The stretch wanted below opens at the line containing "-106,5 +106,5 @@" and closes at the line containing "-let scalar_max (int_ty". Please return it exactly, with no other lines.
· · · ·
PR #757, opened 2025-07-07
Escherichia/match on char

EschericHya:
Should fix https://github.com/AeneasVerif/charon/issues/546 although I'm not sure about which `int_ty` should be put in the `SwitchInt`

ci: use https://github.com/AeneasVerif/aeneas/pull/590
ci: use https://github.com/AeneasVerif/eurydice/pull/282

PR #771, opened 2025-07-10
Change `IntegerTy` and `ScalarValue` representations

firefighterduck:
Based on https://github.com/AeneasVerif/charon/pull/766#discussion_r2195220005 and https://github.com/AeneasVerif/charon/pull/766#discussion_r2195319340

Changes `ScalarValue` to only differentiate between signed and unsigned and store 128 bit and the integer type either way. Also changes that the `IntegerTy` is now split into two types, `IntTy` and `UIntTy` following the model from `hax`.

I can't say whether this is the best way to do everything, but it at least seems to work (i.e. the test succeed). Will stay a draft until we have decided whether this is the way we want to represent scalar values and integer types.

Will also fail tests in CI until we figured out how to handle alternative targets.

ci: use https://github.com/AeneasVerif/eurydice/pull/247
ci: use https://github.com/AeneasVerif/aeneas/pull/579

### DIFF
--- a/charon-ml/src/Scalars.ml
+++ b/charon-ml/src/Scalars.ml
@@ -93,15 +93,28 @@ let scalar_max ptr_size (int_ty : integer_type) : big_int =
 let check_int_in_range ptr_size (int_ty : integer_type) (i : big_int) : bool =
   Z.leq (scalar_min ptr_size int_ty) i && Z.leq i (scalar_max ptr_size int_ty)
 
+let get_val (scalar : scalar_value) =
+  match scalar with
+  | SignedScalar (_, v) | UnsignedScalar (_, v) -> v
+
+let get_ty (scalar : scalar_value) =
+  match scalar with
+  | SignedScalar (int_ty, _) -> Signed int_ty
+  | UnsignedScalar (uint_ty, _) -> Unsigned uint_ty
+
 (** Check that a scalar value is correct (the integer value it contains is in
     range) *)
 let check_scalar_value_in_range ptr_size (v : scalar_value) : bool =
-  check_int_in_range ptr_size v.int_ty v.value
+  check_int_in_range ptr_size (get_ty v) (get_val v)
 
 (** Make a scalar value, while checking the value is in range *)
 let mk_scalar ptr_size (int_ty : integer_type) (i : big_int) :
     (scalar_value, unit) result =
-  if check_int_in_range ptr_size int_ty i then Ok { value = i; int_ty }
+  if check_int_in_range ptr_size int_ty i then
+    Ok
+      (match int_ty with
+      | Signed int_ty -> SignedScalar (int_ty, i)
+      | Unsigned uint_ty -> UnsignedScalar (uint_ty, i))
   else Error ()
 
 let integer_type_is_signed (int_ty : integer_type) : bool =
--- a/charon-ml/src/Scalars.ml
+++ b/charon-ml/src/Scalars.ml
@@ -61,33 +61,33 @@ let usize_max ptr_size =
 
 let scalar_min ptr_size (int_ty : integer_type) : big_int =
   match int_ty with
-  | Isize -> isize_min ptr_size
-  | I8 -> i8_min
-  | I16 -> i16_min
-  | I32 -> i32_min
-  | I64 -> i64_min
-  | I128 -> i128_min
-  | Usize -> usize_min ptr_size
-  | U8 -> u8_min
-  | U16 -> u16_min
-  | U32 -> u32_min
-  | U64 -> u64_min
-  | U128 -> u128_min
+  | Signed Isize -> isize_min ptr_size
+  | Signed I8 -> i8_min
+  | Signed I16 -> i16_min
+  | Signed I32 -> i32_min
+  | Signed I64 -> i64_min
+  | Signed I128 -> i128_min
+  | Unsigned Usize -> usize_min ptr_size
+  | Unsigned U8 -> u8_min
+  | Unsigned U16 -> u16_min
+  | Unsigned U32 -> u32_min
+  | Unsigned U64 -> u64_min
+  | Unsigned U128 -> u128_min
 
 let scalar_max ptr_size (int_ty : integer_type) : big_int =
   match int_ty with
-  | Isize -> isize_max ptr_size
-  | I8 -> i8_max
-  | I16 -> i16_max
-  | I32 -> i32_max
-  | I64 -> i64_max
-  | I128 -> i128_max
-  | Usize -> usize_max ptr_size
-  | U8 -> u8_max
-  | U16 -> u16_max
-  | U32 -> u32_max
-  | U64 -> u64_max
-  | U128 -> u128_max
+  | Signed Isize -> isize_max ptr_size
+  | Signed I8 -> i8_max
+  | Signed I16 -> i16_max
+  | Signed I32 -> i32_max
+  | Signed I64 -> i64_max
+  | Signed I128 -> i128_max
+  | Unsigned Usize -> usize_max ptr_size
+  | Unsigned U8 -> u8_max
+  | Unsigned U16 -> u16_max
+  | Unsigned U32 -> u32_max
+  | Unsigned U64 -> u64_max
+  | Unsigned U128 -> u128_max
 
 (** Check that an integer value is in range *)
 let check_int_in_range ptr_size (int_ty : integer_type) (i : big_int) : bool =
@@ -106,5 +106,5 @@ let mk_scalar ptr_size (int_ty : integer_type) (i : big_int) :
 
 let integer_type_is_signed (int_ty : integer_type) : bool =
   match int_ty with
-  | Isize | I8 | I16 | I32 | I64 | I128 -> true
-  | Usize | U8 | U16 | U32 | U64 | U128 -> false
+  | Signed _ -> true
+  | Unsigned _ -> false
--- a/charon-ml/src/Scalars.ml
+++ b/charon-ml/src/Scalars.ml
@@ -31,35 +31,58 @@ let u128_max = Z.of_string "340282366920938463463374607431768211455"
     - using the interpreter in *concrete* mode and evaluating operations like
       addition, negation, etc. It is thus ok to not use the precise bounds. *)
 
-let isize_min = i64_min
-let isize_max = i64_max
-let usize_min = u64_min
-let usize_max = u64_max
+let isize_min ptr_size =
+  match ptr_size with
+  | 8 -> i64_min
+  | 4 -> i32_min
+  | 2 -> i16_min
+  | _ -> raise (Failure "Unsupported target pointer size")
 
-let scalar_min (int_ty : integer_type) : big_int =
+let isize_max ptr_size =
+  match ptr_size with
+  | 8 -> i64_max
+  | 4 -> i32_max
+  | 2 -> i16_max
+  | _ -> raise (Failure "Unsupported target pointer size")
+
+let usize_min ptr_size =
+  match ptr_size with
+  | 8 -> u64_min
+  | 4 -> u32_min
+  | 2 -> u16_min
+  | _ -> raise (Failure "Unsupported target pointer size")
+
+let usize_max ptr_size =
+  match ptr_size with
+  | 8 -> u64_max
+  | 4 -> u32_max
+  | 2 -> u16_max
+  | _ -> raise (Failure "Unsupported target pointer size")
+
+let scalar_min ptr_size (int_ty : integer_type) : big_int =
   match int_ty with
-  | Isize -> isize_min
+  | Isize -> isize_min ptr_size
   | I8 -> i8_min
   | I16 -> i16_min
   | I32 -> i32_min
   | I64 -> i64_min
   | I128 -> i128_min
-  | Usize -> usize_min
+  | Usize -> usize_min ptr_size
   | U8 -> u8_min
   | U16 -> u16_min
   | U32 -> u32_min
   | U64 -> u64_min
   | U128 -> u128_min
 
-let scalar_max (int_ty : integer_type) : big_int =
+let scalar_max ptr_size (int_ty : integer_type) : big_int =
   match int_ty with
-  | Isize -> isize_max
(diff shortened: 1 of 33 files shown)


Nadrieril:
As far as I can tell there's no easy way to have more targets in CI today (waiting on [this issue](https://github.com/ipetkov/crane/issues/864)). It's unfortunate but could you `//@ ignore` the target-specific tests? (We in fact already have a target test in `cli.rs` which is likewise ignored)

charon/src/bin/generate-ml/templates/GAstOfJson.ml
```diff
@@ -26,5 +26,6 @@ type id_to_file_map = file FileId.Map.t
 type of_json_ctx = id_to_file_map
 
 let path_buf_of_json = string_of_json
+let target_ptr_size = ref 0
```
Nadrieril: I don't like that, can we just ask for the `target_information` as input for the functions that need it?

charon/src/bin/generate-ml/main.rs
```diff
@@ -1029,7 +1031,8 @@ fn generate_ml(
                 (* Note that we use unbounded integers everywhere.
                    We then harcode the boundaries for the different types.
                  *)
-                { value : big_int; int_ty : integer_type }
+                | SignedScalar of big_int * int_type
+                | UnsignedScalar of big_int * u_int_type
```
Nadrieril: Can we make this auto-generated now, as long as we translate `u128`/`i128` to `big_int`?

charon/src/ast/types.rs
```diff
@@ -520,14 +520,34 @@ pub struct Field {
     Ord,
     PartialOrd,
 )]
-#[charon::rename("IntegerType")]
-pub enum IntegerTy {
+#[charon::rename("IntType")]
```
Nadrieril: Any particular reason not to name it `IntTy` in ocaml as well?

charon/src/ast/types.rs
```diff
@@ -651,7 +693,8 @@ pub struct TypeDeclRef {
 #[charon::rename("LiteralType")]
 #[charon::variants_prefix("T")]
 pub enum LiteralTy {
-    Integer(IntegerTy),
+    Integer(IntTy),
+    UnsignedInteger(UIntTy),
```
Nadrieril: I'd prefer `Int`/`UInt` as variant names.

charon/src/bin/charon-driver/translate/translate_bodies.rs
```diff
@@ -890,13 +908,34 @@ impl BodyTransCtx<'_, '_, '_> {
                 let targets: Vec<(ScalarValue, BlockId)> = targets
                     .iter()
                     .map(|(v, tgt)| {
-                        let v = ScalarValue::from_le_bytes(int_ty, v.data_le_bytes);
+                        let v = ScalarValue::from_bytes(IntegerTy::Signed(int_ty), v.data_le_bytes);
```
Nadrieril: Let's keep the `from_le_bytes` name, a plain `from_bytes` doesn't say how the bytes are to be interpreted.

charon/src/ast/types.rs
firefighterduck: Not really, I just kept the naming scheme from `IntegerTy` to `IntegerType` in OCaml.

charon/src/bin/charon-driver/translate/translate_types.rs
```diff
@@ -64,26 +64,23 @@ impl<'tcx, 'ctx> ItemTransCtx<'tcx, 'ctx> {
...
-                }))
-            }
+            hax::TyKind::Int(int_ty) => TyKind::Literal(LiteralTy::Integer(match int_ty {
+                hax::IntTy::Isize => IntTy::Isize,
+                hax::IntTy::I8 => IntTy::I8,
+                hax::IntTy::I16 => IntTy::I16,
+                hax::IntTy::I32 => IntTy::I32,
+                hax::IntTy::I64 => IntTy::I64,
+                hax::IntTy::I128 => IntTy::I128,
+            })),
```
Nadrieril: Could you extract a `translate_int_ty` helper to avoid duplicating this match?

charon/src/bin/charon-driver/translate/translate_bodies.rs
firefighterduck: Is the little endian encoding fixed by hax and rustc as well or is it the native endian encoding? I've changed the name and used functions such that hopefully Charon would also work on big endian targets by using the native endian encoding (not sure whether this would ever happen, but it's not too bad I guess).

Nadrieril: This is explicitly the output of `u128::to_le_bytes`. Tbf I'm not clear what the original `u128` was meant to encode; it's the `PU128` in [SwitchTargets](https://doc.rust-lang.org/nightly/nightly-rustc/rustc_middle/mir/struct.SwitchTargets.html) if you're curious.

charon/src/ast/types.rs
Nadrieril: Let's keep the same names when possible then

charon/src/bin/generate-ml/main.rs
firefighterduck: Is there a way to force Charon to translate the `u128`/`i128` to `big_int`? It seems to translate it to just `int`.

Nadrieril: Yep, it's in `type_to_ocaml_name`

charon/src/bin/generate-ml/templates/GAstOfJson.ml
firefighterduck: I've now added it to the ctx since that seemed like the best way.

charon/src/ast/values_utils.rs
```diff
@@ -155,12 +151,12 @@ impl ScalarValue {
...
             ScalarValue::Unsigned(_, v) => v,
-            ScalarValue::Signed(_, v) => u128::from_be_bytes(v.to_ne_bytes()),
+            ScalarValue::Signed(_, v) => u128::from_le_bytes(v.to_le_bytes()),
         }
     }
 
-    pub fn from_bytes(ty: IntegerTy, bytes: [u8; 16]) -> Self {
-        from_ne_bytes!(
+    pub fn from_le_bytes(ty: IntegerTy, bytes: [u8; 16]) -> Self {
+        from_le_bytes!(
```
Nadrieril, line 162: I assume we can't just use `u128::from_le_bytes`/`i128::from_le_bytes`; could you add a comment explaining why not if that's the case?

charon-ml/src/Scalars.ml
```diff
@@ -31,56 +31,93 @@ let u128_max = Z.of_string "340282366920938463463374607431768211455"
...
-let mk_scalar (int_ty : integer_type) (i : big_int) :
+let mk_scalar ptr_size (int_ty : integer_type) (i : big_int) :
     (scalar_value, unit) result =
-  if check_int_in_range int_ty i then Ok { value = i; int_ty } else Error ()
+  if check_int_in_range ptr_size int_ty i then
+    Ok
+      (match int_ty with
+      | Signed int_ty -> SignedScalar (int_ty, i)
+      | Unsigned uint_ty -> UnsignedScalar (uint_ty, i))
+  else Error ()
```
Nadrieril, line 118: I hadn't realized that this was why you needed the pointer size. Let's remove that `check_int_in_range` check, it's fine to trust charon to emit the correct integers. We can keep the `check_int_in_range` function if ocaml users want it though

firefighterduck: Funnily enough, this check helped me find a bug while translating the scalars. Fortunately, we will not need this handwritten translation  anymore, since the serialization/deserialization can now be completely generated (will push in a few minutes).

Nadrieril: Oh nice, I was hoping we'd get there :)

firefighterduck: Maybe it'll take a bit longer. I've just noticed that we somehow translate values with more than 53 bits (the integer bit width for json) / more than 63 bits (the OCaml int bit width). This now fails for some tests and I don't even know why it worked before. I'll try to see how to fix this, but I might not be able to finish it today.

Nadrieril: That's because we unconditionally represented the integers in `ScalarValue` as strings, isn't it? We could possibly switch ot using `serde_json`'s `arbitrary_precision` feature, which uses strings for all numbers.

firefighterduck: Yeah, I've remembered a minute after turning off my computer. Due to the changes to the representation, I was able to reduce the custom impls.

charon/src/ast/values_utils.rs
firefighterduck: I've added the following comment, that hopefully makes it clear:
```rust
/// Translates little endian bytes into a corresponding `ScalarValue`.
/// This needs to do the round-trip to the correct integer type to guarantee
/// that the values are correctly sign-extended (e.g. if the bytes encode -1i8, taking all 16 bytes
/// would lead to the value 255i128 instead of -1i128).
```

charon-ml/src/Scalars.ml
N1ark: > Maybe it'll take a bit longer. I've just noticed that we somehow translate values with more than 53 bits (the integer bit width for json) / more than 63 bits (the OCaml int bit width). This now fails for some tests and I don't even know why it worked before. I'll try to see how to fix this, but I might not be able to finish it today.

Isn't the 53 bits just a limitation from parsing the JSON in JavaScript, as integers are floats? afaik the JSON spec doesn't specify the bit size of integers, since it's just a text format

firefighterduck: It might be, that number was the only thing I found. Nonetheless, due to the 63 bits in OCaml one needs to be careful with any type that could have values that can't be represented as an OCaml `int`.

firefighterduck:
Open TODO's:

- [ ] Is the representation now as it should be?
- [ ] Is the safe translation of `usize`/`isize`/`u128`/`i128`/`u64`/`i64` to `big_int` in OCaml necessary? It requires a lot of changes and might only be required for scalars with their 128 bits.
- [ ] Write fixes for Aeneas/Euridice (probably also kyber?) and use them for the CI here.
- [ ] Squash commits to keep history clean.

charon/src/bin/generate-ml/main.rs
```diff
@@ -175,7 +175,16 @@ fn type_to_ocaml_call(ctx: &GenerateCtx, ty: &Ty) -> String {
     match ty.kind() {
         TyKind::Literal(LiteralTy::Bool) => "bool_of_json".to_string(),
         TyKind::Literal(LiteralTy::Char) => "char_of_json".to_string(),
-        TyKind::Literal(LiteralTy::Integer(_)) => "int_of_json".to_string(),
+        TyKind::Literal(LiteralTy::Int(int_ty)) => match int_ty {
+            // Since OCaml ints are only 63 bits, translate everything that could be too large to big_int
+            IntTy::I128 | IntTy::Isize | IntTy::I64 => "big_int_of_json".to_string(),
+            _ => "int_of_json".to_string(),
+        },
```
Nadrieril: My opinion is to keep `int` for this `isize`/`usize`/`i64`/`u64`. Integers that represent target values should mostly be `u128`/`i128`, whereas the `usize` etc used everywhere most often are things that count from zero and have no reasonable chance of reaching the max representable value of OCaml. If it ever happens we'll get an exception on the ocaml side and we can reconsider this change.

charon/src/ast/types.rs
```diff
@@ -534,6 +552,28 @@ pub enum IntegerTy {
...
+    DriveMut,
+    Hash,
+    Ord,
+    PartialOrd,
+)]
+#[charon::rename("IntegerType")]
+pub enum IntegerTy {
+    Signed(IntTy),
+    Unsigned(UIntTy),
+}
```
Nadrieril, line 560: Where do we use `IntegerTy`? Could we just use `LiteralTy` everywhere instead?

charon/src/ast/values.rs
```diff
@@ -63,25 +61,18 @@ pub enum Literal {
...
-    I128(i128),
-    /// Using u64 to be safe
-    Usize(u64),
-    U8(u8),
-    U16(u16),
-    U32(u32),
-    U64(u64),
-    U128(u128),
+    #[serde(with = "crate::ast::values_utils::scalar_value_ser_de")]
+    Unsigned(UIntTy, u128),
```
Nadrieril: You might even be able to do something like this, no?
```suggestion
    Unsigned(UIntTy, #[serde(with = "crate::ast::values_utils::u128_ser_de")] u128),
```

charon/src/ast/types.rs
firefighterduck: Other than for `SwitchInt`, which get's changed by https://github.com/AeneasVerif/charon/pull/757 anyway, we only use it to make the `ScalarValue` API a bit nicer. However, `LiteralTy` could also work as well. Maybe we then also have scalar values of other literals (such as characters)? Would that make sense?

Nadrieril: Oh right, `ScalarValue` is actually pretty much `IntegerValue`. We already have `Literal` that also represents floats, chars, etc. Let's keep `IntegerTy` for this PR, I want to clean up these types eventually but now sure how yet.

charon/src/ast/values.rs
firefighterduck: Yes, this does work. I tried to figure out whether it would work, but I couldn't find any documentation about adding attributes to fields of tuple variants (for serde). Ideally I'd like to tell serde to translate the types via a string as an attribute without the boilerplate module but this doesn't seem to work.

charon/src/bin/generate-ml/main.rs
firefighterduck: Sounds good, I will revert the changes in the translation.

firefighterduck:
ci: use https://github.com/AeneasVerif/eurydice/pull/247
ci: use https://github.com/AeneasVerif/aeneas/pull/579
· · · ·
> [EXPECTED ANSWER]:
@@ -106,5 +106,5 @@ let mk_scalar ptr_size (int_ty : integer_type) (i : big_int) :
 
 let integer_type_is_signed (int_ty : integer_type) : bool =
   match int_ty with
-  | Isize | I8 | I16 | I32 | I64 | I128 -> true
-  | Usize | U8 | U16 | U32 | U64 | U128 -> false
+  | Signed _ -> true
+  | Unsigned _ -> false
--- a/charon-ml/src/Scalars.ml
+++ b/charon-ml/src/Scalars.ml
@@ -31,35 +31,58 @@ let u128_max = Z.of_string "340282366920938463463374607431768211455"
     - using the interpreter in *concrete* mode and evaluating operations like
       addition, negation, etc. It is thus ok to not use the precise bounds. *)
 
-let isize_min = i64_min
-let isize_max = i64_max
-let usize_min = u64_min
-let usize_max = u64_max
+let isize_min ptr_size =
+  match ptr_size with
+  | 8 -> i64_min
+  | 4 -> i32_min
+  | 2 -> i16_min
+  | _ -> raise (Failure "Unsupported target pointer size")
 
-let scalar_min (int_ty : integer_type) : big_int =
+let isize_max ptr_size =
+  match ptr_size with
+  | 8 -> i64_max
+  | 4 -> i32_max
+  | 2 -> i16_max
+  | _ -> raise (Failure "Unsupported target pointer size")
+
+let usize_min ptr_size =
+  match ptr_size with
+  | 8 -> u64_min
+  | 4 -> u32_min
+  | 2 -> u16_min
+  | _ -> raise (Failure "Unsupported target pointer size")
+
+let usize_max ptr_size =
+  match ptr_size with
+  | 8 -> u64_max
+  | 4 -> u32_max
+  | 2 -> u16_max
+  | _ -> raise (Failure "Unsupported target pointer size")
+
+let scalar_min ptr_size (int_ty : integer_type) : big_int =
   match int_ty with
-  | Isize -> isize_min
+  | Isize -> isize_min ptr_size
   | I8 -> i8_min
   | I16 -> i16_min
   | I32 -> i32_min
   | I64 -> i64_min
   | I128 -> i128_min
-  | Usize -> usize_min
+  | Usize -> usize_min ptr_size
   | U8 -> u8_min
   | U16 -> u16_min
   | U32 -> u32_min
   | U64 -> u64_min
   | U128 -> u128_min
 
-let scalar_max (int_ty : integer_type) : big_int =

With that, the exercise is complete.